You may also want to try a different food. Something with a different protien source, different grain source or no grains, you may have to play around with it. My border collie is on kibble now as he just never could gain anything on raw (well I'm sure he could if I could afford to feed him 4 pounds a day...) and I usually get a bag from my 'list' each time, so he's not on the same kibble each month or so. He may get three cups of one food and then only need two of the next food because it works better on him. I've cut out the four cups of food ones though.

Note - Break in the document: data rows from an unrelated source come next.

PR #5937, opened 2026-04-01
Fix bug in release tags controller that always returns public tags

mjgiarlo:
# Why was this change made?

Fixes sul-dlss/argo#5094

# How was this change tested?

CI, QA

### DIFF
--- a/spec/requests/release_tags_spec.rb
+++ b/spec/requests/release_tags_spec.rb
@@ -3,6 +3,17 @@
 require 'rails_helper'
 
 RSpec.describe 'Operations on release tags' do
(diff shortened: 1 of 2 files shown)


spec/requests/release_tags_spec.rb
```diff
@@ -3,6 +3,17 @@
 require 'rails_helper'
 
 RSpec.describe 'Operations on release tags' do
+  let(:auth_headers) { { 'Authorization' => "Bearer #{jwt}" } }
```
mjgiarlo: More RSpec reorganization.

I just open the new bag, put the rest of the 'old' food on top and keep feeding, and adjust how much he eats as we go.

Lana


----------



## theriot (Nov 25, 2009)

He tested negative for worms last time we took him to the vet, about a month ago. You cannot see his ribs, just barely feel them when you touch but his pelvic area sinks in. I know you want them to be lean, so not too worried about that. Just wondering what to be feeding him. After he eats, he sometimes goes over to the food bin as if to say, can I have some more? We had given him one round of proflora which was really great, but I don't think we could keep up with the cost of that. May look into the probiotics for humans for him. I wouldn't say he is extremely active, just moderate.


----------



## jwemt81 (Aug 20, 2008)

Four cups definitely seems like a lot. When our boys were on puppy food, they only got 3 cups per day. Of course, the amount of calories per cup varies from food to food, but 4 cups still sounds like a ton of food for a puppy. If you can just barely feel his ribs and he's not that active, it's definitely time to cut back on the food. Goldens can pack on weight pretty quickly, which is very unhealthy, especially for a young pup who is still growing.


----------



## babbs (Feb 9, 2010)

Sandie gets 3 cups Innova lg. breed puppy a day and I would consider her very active.She is 29 lb. at 4 1/2 months and very slim. She would eat the whole bag in one sitting if I left it out, so you just have to kind of ignore the golden greed  Supplement with frozen green beans and dried sweet potatoes for treats.


----------



## Bender (Dec 30, 2008)

Some goldens/dogs are just like that! Bender would eat the whole bag if allowed to, and she generally does not do well with restraining herself. I once got a deer carcass, didn't have anything to cut it up or store it, so put it in the yard because it was winter and figured they'd just pick away at it for a week. She ate so much she went from 'lean and mean' to 'about to give birth to three elephants' - it was scary and funny at the same time. But, she was still willing to eat and drink, and was very happy, and apart from the gas (oh, the gas!!!!) she did totally fine and was back to normal within a few days. I just didn't repeat that with her.

Lana


----------